DSM265 se dirige a una proteína celular fabricada por el parásito de la malaria. Los parásitos de la malaria dependen de esta proteína –conocida por sus siglas DHODH– para expresar sus genes y copiar esos genes cuando llega el momento de la división. Como DHODH ofrece una función crítica, este fármaco podría poner en peligro el parásito en varias etapas de su ciclo de vida, incluyendo una etapa difícil de alcanzar: cuando se esconde en el hígado del huésped humano.

Como DHODH desempeña un papel crítico en las células de la malaria, los científicos habían buscado durante mucho tiempo medicamentos que la inactivaran. Los investigadores de Texas estudiaron la proteína DHODH de la malaria, trabajando para identificar un compuesto químico que la paralizara y cuando encontraron una sustancia química que se mostró prometedora, el laboratorio de Rathod realizó la validación, modificación y puesta a punto. Con orientación adicional y la colaboración de asesores en la ‘Medicines for Malaria Venture’, el equipo de Rathod alteró el compuesto químico para aumentar su potencia contra DHODH.

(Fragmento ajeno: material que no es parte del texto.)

PR #2630, opened 2019-04-05
Allow querying of stack state snapshots

hausdorff:

PR #7389, opened 2021-06-29
Fix pylint issues

### LINKED ISSUE #7387: Python lint failures in CI
Screen Shot 2021-06-29 at 3 31 28 PM

justinvp:
Fixes #7387

### DIFF
--- a/sdk/python/lib/pulumi/resource.py
+++ b/sdk/python/lib/pulumi/resource.py
@@ -816,12 +816,6 @@ class CustomResource(Resource):
     dynamically loaded plugin for the defining package.
     """
 
-    __pulumi_type: str
-    """
-    Private field containing the type ID for this object. Useful for implementing `isInstance` on
-    classes that inherit from `CustomResource`.
-    """
-
     def __init__(self,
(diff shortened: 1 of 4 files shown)


sdk/python/lib/pulumi/resource.py
```diff
@@ -816,12 +816,6 @@ class CustomResource(Resource):
     dynamically loaded plugin for the defining package.
     """
 
-    __pulumi_type: str
```
justinvp, line 819: This was added in https://github.com/pulumi/pulumi/pull/2630 (specifically https://github.com/pulumi/pulumi/pull/2630/commits/44f0a4f7f78c9d3f10db3fd9102642118c19a22e) to set the stage for being able to filter resources by type for `pulumi query`.

The Node.js code generator will emit static `isInstance` methods that make use of the equivalent field in Node.js, but looks like we never got around to implementing the equivalent functionality for Python. Since this isn't being used, I'm deleting it. We can add it back if/when we actually need it.

t0yv0 (approved):
🚢

PR #7394, opened 2021-06-30
Demo an issue with naive Input/Output wrappers for interfaces

t0yv0:
# Description

Demonstrates an issue with naive Input/Output wrappers around an Example type that happens to be an interface.

```
go test -run TestInputOutputWrappersForInterfaces
panic: interface conversion: pulumi.example is not pulumi.Input: missing method ElementType

goroutine 20 [running]:
github.com/pulumi/pulumi/sdk/v3/go/pulumi.awaitInputs(0x1b8a418, 0xc0001a8000, 0x1979f20, 0xc0004385f0, 0x16, 0x196dd00, 0xc000438600, 0x194, 0x9a00000, 0x0, ...)
	/Users/anton/pulumi/sdk/go/pulumi/types.go:691 +0x280d
github.com/pulumi/pulumi/sdk/v3/go/pulumi.toOutputTWithContext.func3(0xc0001cb840, 0x1979f20, 0xc0004385f0, 0x1b8b3a0, 0xc000436460, 0x1b8a418, 0xc0001a8000, 0x196dd00, 0xc000438600, 0x194, ...)
	/Users/anton/pulumi/sdk/go/pulumi/types.go:828 +0x137
created by github.com/pulumi/pulumi/sdk/v3/go/pulumi.toOutputTWithContext
	/Users/anton/pulumi/sdk/go/pulumi/types.go:820 +0x216
exit status 2
FAIL	github.com/pulumi/pulumi/sdk/v3/go/pulumi	0.170s
```

In the real tasks I've encountered this trying to build a ResourceInput wrapper for the Resource interface type. The workaround is to not embed XInput interface in X interface, but then some explicit conversion methods are needed. Do we have a convention for these? Or should we consider this a bug we can fix in awaitInputs and make the example work as written. 

## Checklist

### DIFF
--- a/sdk/go/pulumi/types.go
+++ b/sdk/go/pulumi/types.go
@@ -687,8 +687,13 @@ func awaitInputs(ctx context.Context, v, resolved reflect.Value) (bool, bool, []
 		// but `T` does (https://golang.org/ref/spec#Method_sets).
 		// In this case, dereference the pointer to get at its actual value.
 		if v.Kind() == reflect.Ptr && valueType.Kind() != reflect.Ptr {
-			v = v.Elem()
-			contract.Assert(v.Interface().(Input).ElementType() == valueType)
+			if v.Elem().CanInterface() {
+				input, ok := v.Elem().Interface().(Input)
+				if ok && input.ElementType() == valueType {
+					v = v.Elem()
+					contract.Assert(v.Interface().(Input).ElementType() == valueType)
+				}
+			}
 		}
 
 		// If we are assigning the input value itself, update the value type.
@@ -696,7 +701,7 @@ func awaitInputs(ctx context.Context, v, resolved reflect.Value) (bool, bool, []
 			valueType = v.Type()
 		} else {
 			// Handle pointer inputs.
-			if v.Kind() == reflect.Ptr {
+			if v.Kind() == reflect.Ptr && valueType.Kind() == reflect.Ptr {
 				v, valueType = v.Elem(), valueType.Elem()
 
 				resolved.Set(reflect.New(resolved.Type().Elem()))
@@ -715,7 +720,15 @@ func awaitInputs(ctx context.Context, v, resolved reflect.Value) (bool, bool, []
 	}
 
 	known, secret, deps, err := true, false, make([]Resource, 0), error(nil)
-	switch v.Kind() {
+
+	var shape reflect.Kind
+	if v.Kind() == resolved.Kind() {
+		shape = v.Kind()
+	} else {
+		shape = 9999 // trigger the default case
+	}
+
+	switch shape {
 	case reflect.Interface:
 		if !v.IsNil() {
 			return awaitInputs(ctx, v.Elem(), resolved)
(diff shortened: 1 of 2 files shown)


sdk/go/pulumi/types.go
```diff
@@ -687,16 +687,21 @@ func awaitInputs(ctx context.Context, v, resolved reflect.Value) (bool, bool, []
 		// but `T` does (https://golang.org/ref/spec#Method_sets).
 		// In this case, dereference the pointer to get at its actual value.
 		if v.Kind() == reflect.Ptr && valueType.Kind() != reflect.Ptr {
-			v = v.Elem()
-			contract.Assert(v.Interface().(Input).ElementType() == valueType)
+			if v.Elem().CanInterface() {
```
t0yv0, line 690: This change essentially copies the Assert into the if condition. The test made assert fail here, though it is not the relevant case, not what the comment describes.

sdk/go/pulumi/types.go
```diff
@@ -687,16 +687,21 @@ func awaitInputs(ctx context.Context, v, resolved reflect.Value) (bool, bool, []
...
+			}
 		}
 
 		// If we are assigning the input value itself, update the value type.
 		if assignInput {
 			valueType = v.Type()
 		} else {
 			// Handle pointer inputs.
-			if v.Kind() == reflect.Ptr {
+			if v.Kind() == reflect.Ptr && valueType.Kind() == reflect.Ptr {
```
t0yv0, line 704: Without the extra condition `valueType.Elem()` fails on the example test.

sdk/go/pulumi/types.go
```diff
@@ -715,7 +720,15 @@ func awaitInputs(ctx context.Context, v, resolved reflect.Value) (bool, bool, []
 	}
 
 	known, secret, deps, err := true, false, make([]Resource, 0), error(nil)
-	switch v.Kind() {
+
+	var shape reflect.Kind
+	if v.Kind() == resolved.Kind() {
```
t0yv0, line 725: Code below seems to assume pretty strongly that `v.Kind() == resolved.Kind()` as it simultaneously recurs over these. I think this should be safe to not recur when this is not the case, as in our example. It's tricky though..

t0yv0:
I think I found a fairly surgical fix to awaitInputs that lets my test pass. We need to move cautiously there though.. this function is a little big. I suspect it is implementing the non-type-preserving transformation such as for example converting `StringInput` to `string` in certain positions such as `FooInput` property to `FooArgs` property. This was not obvious to me from the start, and is a source of some difficulty here. I'd love some day to rework this, specify, factor and test this out so it is more obviously correct.

For the moment, let's see if the test suites pass with these fixes, then I'd like some really solid review on this.

justinvp:
I asked it over in the other PR, but curious about this: https://github.com/pulumi/pulumi/pull/7584#discussion_r687062672

lunaris:
Can we/should we close this?

lunaris:
Closing as this seems stale. Feel free to challenge if I'm wrong here!

t0yv0:
https://github.com/pulumi/pulumi/pull/16697 yeah the issue is still around

Issue #6912, opened 2021-04-29
`pulumi up --logflow` causes node multi-lang component provider to hang


EvanBoyle:
Repro:

1. create a component from typescript boilerplate
2. `pulumi up --logflow` and observe no progress (I think this interferes with the provider printing out the port)

t0yv0:
Cannot reproduce on 

```
pulumi version
v3.5.1
```

EvanBoyle:
Just gave this a try, as I was surprised this didn't repro given nothing has changed in the boilerplate. Turns out my original repro description was wrong. Specifically it is the combination of two CLI flags:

También tenían que asegurarse de que el compuesto no se dirigiría a la versión humana de la proteína DHODH, que realiza un papel importante en nuestras células. En total, los investigadores diseñaron más de 500 versiones del compuesto inicial y probaron cómo inhibía los parásitos de la malaria en el laboratorio. La versión 265a -el llamado DSM265– mostró la mayor promesa. DSM significa Dallas, Seattle, Melbourne, tres ciudades en las que trabajan los principales equipos de este estudio.

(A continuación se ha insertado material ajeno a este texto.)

PR #7410, opened 2021-07-01
[sdk/go] Add stack output helpers for numeric type

SDuck4:
# Description

When using the Pulumi stack, some stack output types are `int` or `float64`(Ex. Service port).
However, there is no function to get stack output into numeric types.
So, I add stack output helpers for numeric type.

## Checklist


sdk/go/pulumi/stack_reference.go
```diff
@@ -39,6 +39,24 @@ func (s *StackReference) GetIDOutput(name StringInput) IDOutput {
 	}).(IDOutput)
 }
 
+// GetFloat64Output returns a stack output keyed by the given name as an Float64Output
+func (s *StackReference) GetFloat64Output(name StringInput) Float64Output {
+	return s.GetOutput(name).ApplyT(func(out interface{}) float64 {
+		var res float64
+		if out != nil {
+			res = out.(float64)
```
EvanBoyle, line 47: This type conversion will panic if out is say, a `string` instead of `float64`. It is not uncommon for users to try and do something like this so we should catch and return an error rather than crashing the runtime. The applier func accepted by `ApplyT` has a form that can propagate errors just for this purpose:

https://github.com/pulumi/pulumi/blob/d4180d9f616100c959c74013ae5191bb2703bc0f/sdk/go/pulumi/types.go#L380

sdk/go/pulumi/stack_reference.go
```diff
@@ -39,6 +39,24 @@ func (s *StackReference) GetIDOutput(name StringInput) IDOutput {
...
+		}
+		return res
+	}).(Float64Output)
+}
+
+// GetIntOutput returns a stack output keyed by the given name as an IntOutput
+func (s *StackReference) GetIntOutput(name StringInput) IntOutput {
+	return s.GetFloat64Output(name).ApplyT(func(out float64) int {
+		return int(out)
```
EvanBoyle, line 56: Similar to the feedback above, we should catch and propagate the error here. In addition, we should just use `strconv.Atoi` directly rather than delegating to `s.GetFloat64Output`: 

https://pkg.go.dev/strconv#example-Atoi

Reason being that in the error case, the user who is trying to get an `int` will get an error message complaining that the value could not be parsed as a float64 which would be pretty confusing.

EvanBoyle (commented):
Thanks for the contribution! Two suggestions for your consideration.

sdk/go/pulumi/stack_reference.go
SDuck4: I modified the code to return the error in case of a type mismatch. Please check it.

sdk/go/pulumi/stack_reference.go
SDuck4: Now I understand the error catch and propagation.
I modified the code to process the type conversion within the function not delegating to `s.GetFloat64Output` and return error when failed.
Please check it.

EvanBoyle (approved):
Thanks for the contribution!

PR #7411, opened 2021-07-01
[Blocked] Go support for ResourceInput versions of ResourceOption - take 2

t0yv0:
Status: blocked as discussed in #7012

# Description

This is an alternative version of https://github.com/pulumi/pulumi/pull/7350 that implements the Go subset of #7012

See "real-ish" example in https://github.com/t0yv0/test-pulumi-parent-input-option/blob/main/examples/simple-go/main.go#L18

Where this is going: as we discussed with @pgavlin there was a desire to move all `awaits` that can block in `ctx.ReadResource` and `ctx.RegisterResource` on waiting on Outputs (hidden in Inputs) into separate go routines - currently these are anonymous `go func()` kickoffs - let's call them *resolvers* at the end of those funcs. Before this change, all awaits happen there. The change introduces more inputs, most importantly in the Parent option. So this PR attempts to make sure that ParentInput is awaited there also.

The challenges are refactoring code that depends on options.Parent safely and reordering the effects.

I think this work is getting there with several caveats that may or may not be show-stopper:

- [x] Promises added to compensate for races on `transformations, aliases, providers` properties

- [ ] Transformations admit ResourceOption and can be a source of more inputs. In the current code it simply fails with an exception if a user attempts to pass Inputs in transformations "not implemented yet". We could instead await those, since it would seem *applyTransformations* now runs on the *resolver* goroutine.

- [ ] Changes to the error path. Errors such as incorrect options previously detected in-band by registerResource/readResource are moved off into *resolver* routine and will be surfacing differently.

- [ ] IDEA (not done yet) - at the cost of some more defensive code, I can make sure these changes only happen if the resource options do indeed contain Inputs, and otherwise make the code behave exactly as before; this will ensure legacy programs are not affected

- [ ] TODO s3.BucketOutput and friends does not auto-cast to ResourceInput, but likely should, if we can; to simplify the user code

A way to avoid these difficulties would be awaiting option inputs in a blocking fashion inside registerResource/readResource, and not in the *resolver* goroutine. I'm told we do not want that but would benefit from fully understanding why - resolutions to known=true will need to be handled, anything else?

Fixes # (issue)

## Checklist


sdk/go/pulumi/context.go
```diff
@@ -220,7 +220,10 @@ func (ctx *Context) Invoke(tok string, args interface{}, result interface{}, opt
 	options := &invokeOptions{}
 	for _, o := range opts {
 		if o != nil {
-			o.applyInvokeOption(options)
+			err := o.applyInvokeOptionAfterAwaitingInputs(ctx.ctx, options)
```
t0yv0, line 223: Introducing a new input await here --^

sdk/go/pulumi/context.go
```diff
@@ -399,8 +382,14 @@ func (ctx *Context) ReadResource(
 			return
 		}
 
+		transformedOpts, transformedProps, err := ctx.transformOptionsAndProps(t,
```
t0yv0, line 385: Introducing another input await here --^

sdk/go/pulumi/context.go
```diff
@@ -530,58 +519,44 @@ func (ctx *Context) registerResource(
...
 		var err error
+		deps := make(map[string][]Resource)
+
 		defer func() {
 			resState.resolve(ctx, ctx.DryRun(), err, inputs, urn, resID, state, deps)
 			ctx.endRPC(err)
 		}()
 
+		transformedOpts, transformedProps, err :=
+			ctx.transformOptionsAndProps(t, name, resStateBuilder, props, opts...)
```
t0yv0, line 546: And another await here --^

sdk/go/pulumi/context.go
```diff
@@ -675,7 +695,10 @@ func applyTransformations(t, name string, props Input, resource Resource, opts [
 
 		res := transformation(args)
 		if res != nil {
-			resOptions := merge(res.Opts...)
+			resOptions, err := tryMergeWithoutAwaiting(res.Opts...)
```
t0yv0, line 698: Currently will fail if asked to await, however we can switch this to await here. This runs within contexts that are resolving resources already.

sdk/go/pulumi/resource.go
```diff
@@ -217,6 +219,39 @@ type resourceOptions struct {
 	Version string
 }
 
+func awaitResourceInput(ctx context.Context, ri ResourceInput) (Resource, []Resource, error) {
+	result, known, _, deps, err := ri.ToResourceOutput().await(ctx)
+
+	if !known {
+		return nil, nil, fmt.Errorf("Encountered unknown ResourceInput, this is currently not supported")
```
t0yv0, line 226: Not yet obvious to me of whether we should try to support it somehow already.  I need figure out an example representative of the use case.

sdk/go/pulumi/resource.go
```diff
@@ -217,6 +219,39 @@ type resourceOptions struct {
...
+	}
+
+	return resource, deps, err
+}
+
+func awaitProviderResourceInput(ctx context.Context, pri ProviderResourceInput) (ProviderResource, []Resource, error) {
+	result, known, _, deps, err := pri.ToProviderResourceOutput().await(ctx)
+
+	if !known {
+		return nil, nil, fmt.Errorf("Encountered unknown ProviderResourceInput, this is currently not supported")
```
t0yv0, line 243: Same concern.

t0yv0:
Manual example works, but tests indicate provider transformation facility breaking, invetigating.

t0yv0:
The newly introduced promises were never initializing for newDependecyResource references. The timing out examples involved a multi-lang scenario where RegisterResource was called in Go with a Parent option pointing to an URN allocated by Node, calling newDependencyResource, and stalling awaiting its transformations, aliases, providers. The above commit adds an init step for these, let's see what the test suite tells us now.

lunaris:
Closing this as it seems blocked somewhat indefinitely. That said, it seems we also worked around it satisfactorily in #13592, so hopefully we don't need to resurrect this to move forward :tada:

PR #7433, opened 2021-07-06
[codegen] Unify SDK codegen testing

pgavlin:
Rather than duplicating the list of tests and codegen driver across each
SDK, move its definition into `pkg/codegen/internal/test`. This has a
few notable benefits:

- All SDK code generators will be tested against each test. Though some
  tests may exercise a particular code generator more than others, the
  extra coverage will be generally beneficial.
- Adding a new test is simpler, as only a single file needs to be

APOYADA POR LA FUNDACIÓN BILL Y MELINDA GATES

Rathod y su equipo pasaron DSM265 y compuestos relacionados a sus colaboradores en la Universidad de Monash, en Melbourne, Australia, que probaron cómo las células humanas pueden modificar o metabolizar el compuesto. Estos experimentos aseguraron de que un fármaco basado en DSM265 duraría mucho tiempo en el cuerpo humano–una característica idónea para un tratamiento de dosis única contra la malaria– y no produciría subproductos tóxicos y determinaron qué dosis podría ser la más eficaz en seres humanos.

El laboratorio de Rathod también diseñó y realizó experimentos para poner a prueba cómo podría evolucionar el parásito de la malaria para convertirse en resistente a DSM265. «Hemos desarrollado métodos para ver los parásitos de la malaria mutar y tratar de generar soluciones contra DSM265 en tiempo real –detalla Rathod–. Y con la secuenciación del genoma, pudimos ver cómo se desarrollaba toda la escena frente a nosotros».

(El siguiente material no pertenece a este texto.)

PR #7437, opened 2021-07-06
[sdk/go] Support for calling methods

justinvp:
Support for calling methods from Go.

Part of #7072


sdk/go/pulumi/context.go
```diff
@@ -308,6 +308,182 @@ func (ctx *Context) Invoke(tok string, args interface{}, result interface{}, opt
 	return nil
 }
 
+// Call will invoke a provider call function, identified by its token tok.
+//
+// output is used to determine the output type to return; self is optional for methods.
+func (ctx *Context) Call(tok string, args Input, output Output, self Resource, opts ...InvokeOption) (Output, error) {
```
justinvp, line 314: I'd love feedback on the signature. In particular `output Output`. It is used to pass a "dummy" output, which is only used to be able to determine the type of the output to return. The actual output we return is a new one that we create.

For example:

```go
func (c *Component) GetMessage(ctx *pulumi.Context, args *ComponentGetMessageArgs) (ComponentGetMessageResultOutput, error) {
 	out, err := ctx.Call("testcomponent:index:Component/getMessage", args, ComponentGetMessageResultOutput{}, c)
 	if err != nil {
 		return ComponentGetMessageResultOutput{}, err
 	}
 	return out.(ComponentGetMessageResultOutput), nil
 }
```

Is this weird? Is there a "better" way?

t0yv0: `reflect.Type` and pass `reflect.TypeOf(ComponentGetMessageResultOutput{})` comes to mind as an option.

t0yv0: For `self Resource`, is only the URN/id actually used?

sdk/go/pulumi/context.go
```diff
@@ -308,6 +308,182 @@ func (ctx *Context) Invoke(tok string, args interface{}, result interface{}, opt
...
+			}
+			resolvedArgs["__self__"] = resolvedSelf
+			argDeps["__self__"] = deps
+		}
+
+		// Marshal all properties for the RPC call.
+		keepUnknowns := ctx.DryRun()
+		rpcArgs, err := plugin.MarshalProperties(
+			resolvedArgs,
+			plugin.MarshalOptions{KeepSecrets: true, KeepUnknowns: keepUnknowns, KeepResources: ctx.keepResources})
```
t0yv0, line 381: I was poking around messy bugs with MarshalOptions recently. I think the code here says this: if ctx.DryRun()=true (preview?), preserve as-is, otherwise try to filter unknowns out (which afaik can change the "shape" of the data by e.g. removing required properties). Is that the desired behavior?

There is also an option to RejectUnknowns=true which will fail with an exception if it sees any unknowns.

What I'm thinking could be an alternative here. If `ctx.DryRun() = false` (we're applying changes), be strict and RejectUnknowns since there should not be any. If `ctx.DryRun() = true` need to choose between `KeepUnknowns=true` and `KeepUnknowns=false` depending on whether the implementing code knows how to handle them. Not knowing much about this,`KeepUnknowns=true` seems like a better default to me since I don't fully trust the filtering process.

sdk/go/pulumi/context.go
```diff
@@ -308,6 +308,182 @@ func (ctx *Context) Invoke(tok string, args interface{}, result interface{}, opt
...
+				output.getState().reject(err)
+			}
+
+			// Allocate storage for the unmarshalled output.
+			var secret bool
+			dest := reflect.New(output.ElementType()).Elem()
+			known := !outprops.ContainsUnknowns()
+			secret, err = unmarshalOutput(ctx, resource.NewObjectProperty(outprops), dest)
+			if err != nil {
+				output.getState().reject(err)
```
t0yv0, line 437: reject() might be called twice here after L428 is that ok?

sdk/go/pulumi/context.go
```diff
@@ -556,8 +735,12 @@ func (ctx *Context) registerResource(
 	// Merge providers.
 	providers := mergeProviders(t, options.Parent, options.Provider, options.Providers)
 
+	// Get the provider for the resource.
+	provider := getProvider(t, options.Provider, providers)
```
t0yv0, line 739: This seems like a bugfix for provider not being pulled out of providers map when options.Provider is nil?

sdk/go/pulumi/context.go
```diff
@@ -1032,14 +1231,14 @@ func getTimeouts(custom *CustomTimeouts) *pulumirpc.RegisterResourceRequest_Cust
 
 // getOpts returns a set of resource options from an array of them. This includes the parent URN, any dependency URNs,
 // a boolean indicating whether the resource is to be protected, and the URN and ID of the resource's provider, if any.
-func (ctx *Context) getOpts(t string, providers map[string]ProviderResource, opts *resourceOptions, remote bool,
-) (URN, []URN, bool, string, map[string]string, bool, ID, []string, []string, string, error) {
+func (ctx *Context) getOpts(t string, provider ProviderResource, opts *resourceOptions, remote bool,
+) (URN, []URN, bool, string, map[string]string, bool, ID, []string, []string, error) {
```
t0yv0, line 1235: 10-tuples remind me of Haskell pain from previous job, sitting there counting out positions to the 7th argument during a 3am debugging session. Could we use a record to name the fields? I can undertake a separate PR 😅

t0yv0:
Looks good to me, neat, consistent with the other things I've seen. Comments mostly nit-ty and an opportunity to educate me. 

Now, this only modifies the Go SDK client to the Engine to issue Calls, assume the impl of Calls is in separate PR?

t0yv0 (approved):

sdk/go/pulumi/context.go
justinvp: > ctx.DryRun()=true (preview?)

Yep, `DryRun` means preview.

> What I'm thinking could be an alternative here.

I like the idea of being strict and setting `RejectUnknowns=true` when `DryRun` is false. When `DryRun` is false there should not be any unknown values, so whether we're filtering or strictly rejecting, it shouldn't matter either way, and rejecting would be a good assertion to have.

However, the code here is based on the exact same marshaling options used when registering/reading a resource:

https://github.com/pulumi/pulumi/blob/2c0d6924cbf374931857c17de8d15712d3b6d057/sdk/go/pulumi/context.go#L1155-L1162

Si los médicos conocen las condiciones que permiten al parásito de la malaria desarrollar resistencia a DSM265, pueden adaptar el uso del medicamento a un entorno clínico para reducir ese riesgo. Rathod espera que la línea de desarrollo y descubrimiento de DSM265 allanará el camino para un proceso más rápido y más colaborativo de creación de medicamentos en lo que él llama «la larga guerra contra la malaria.»

Los investigadores transfirieron sus derechos de patente para DSM265 a ‘Medicines for Malaria Venture’, una asociación público-privada sin fines de lucro apoyada por la Fundación Bill y Melinda Gates, que está llevando a algunos de los ensayos clínicos y de campo, con la esperanza de acelerar el desarrollo clínico del fármaco.